10. La survenue de circonstances exceptionnelles, de nature, notamment, à entraver le fonctionnement régulier des pouvoirs publics, à compromettre de manière immédiate la santé de la population ou son accès aux services essentiels, ou à porter atteinte à l’ordre public, dans des conditions d’une particulière gravité, permet à l’autorité administrative de prendre, en urgence, toutes mesures pour pourvoir aux nécessités du moment, lorsqu’elle est dans l’impossibilité d’agir selon les normes en vigueur, à la condition que de telles mesures soient indispensables au regard des circonstances prévalant à la date de la décision, sous l’entier contrôle du juge administratif.
11. Le haut-commissaire de la République soutient que l’interdiction édictée par l’arrêté du 20 mars 2025 trouve son fondement dans les circonstances exceptionnelles existant sur le territoire de la Nouvelle-Calédonie, et doit être regardé comme sollicitant à ce titre une substitution de motifs de droit et de fait. Toutefois, il ne résulte pas de l’instruction, et notamment pas du seul nombre des atteintes à l’ordre public et des interpellations, évaluées à 3 726 depuis le 13 mai 2024, dont il fait état, qu’à la date du 20 mars 2025 de l’arrêté attaqué de telles circonstances, au sens rappelé au point 10, auraient prévalu. Par suite, et en tout état de cause, il n’y a pas lieu de procéder à la substitution demandée.
12. Il résulte des points 7 à 11 que les conditions d’application des dispositions de l’article L. 521-1 du code de justice administrative sont réunies.

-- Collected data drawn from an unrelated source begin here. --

PR #93, opened 2018-10-21
Gui changes

mmicko:
- make grid only cover device itself
- fix for ice40 grid dimensions
- split device tree to multiple tabs/trees
- made bel tree available on all arch, since it use standard api

### DIFF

Par suite, la requérante est fondée à demander la suspension de l’exécution de l’arrêté du 20 mars 2025 qu’elle attaque jusqu’à ce qu’il soit statué au fond sur la demande tendant à son annulation.
Sur les frais liés au litige :
13. Il y a lieu, dans les circonstances de l’espèce, de mettre à la charge de l’Etat une somme de 1 500 euros au titre des frais exposés par la Ligue des droits de l’homme et non compris dans les dépens en application des dispositions de l’article L. 761-1 du code de justice administrative.
O R D O N N E :
Article 1er : L’exécution de l’arrêté du 20 mars 2025 du haut-commissaire de la République en Nouvelle-Calédonie est suspendue jusqu’à ce qu’il soit statué au fond sur la demande tendant à son annulation.
Article 2 : L’Etat versera la somme de 1 500 euros à la Ligue des droits de l’homme en application de l’article L. 761-1 du code de justice administrative.
Article 3 : Le surplus des conclusions de la requête est rejeté.
Article 4 : La présente ordonnance sera notifiée à la Ligue des droits de l’homme, au ministre d’Etat, ministre de l’intérieur et au haut-commissaire de la République en Nouvelle-Calédonie.
Copie en sera adressée au ministre d’Etat, ministre des outre-mer.
Fait à Nouméa, le 17 avril 2025.
Le juge des référés,
H. Delesalle
La République mande et ordonne au ministre d’Etat, ministre de l’intérieur en ce qui le concerne ou à tous commissaires ou huissiers de justice à ce requis en ce qui concerne les voies de droit commun contre les parties privées, de pourvoir à l’exécution de la présente ordonnance.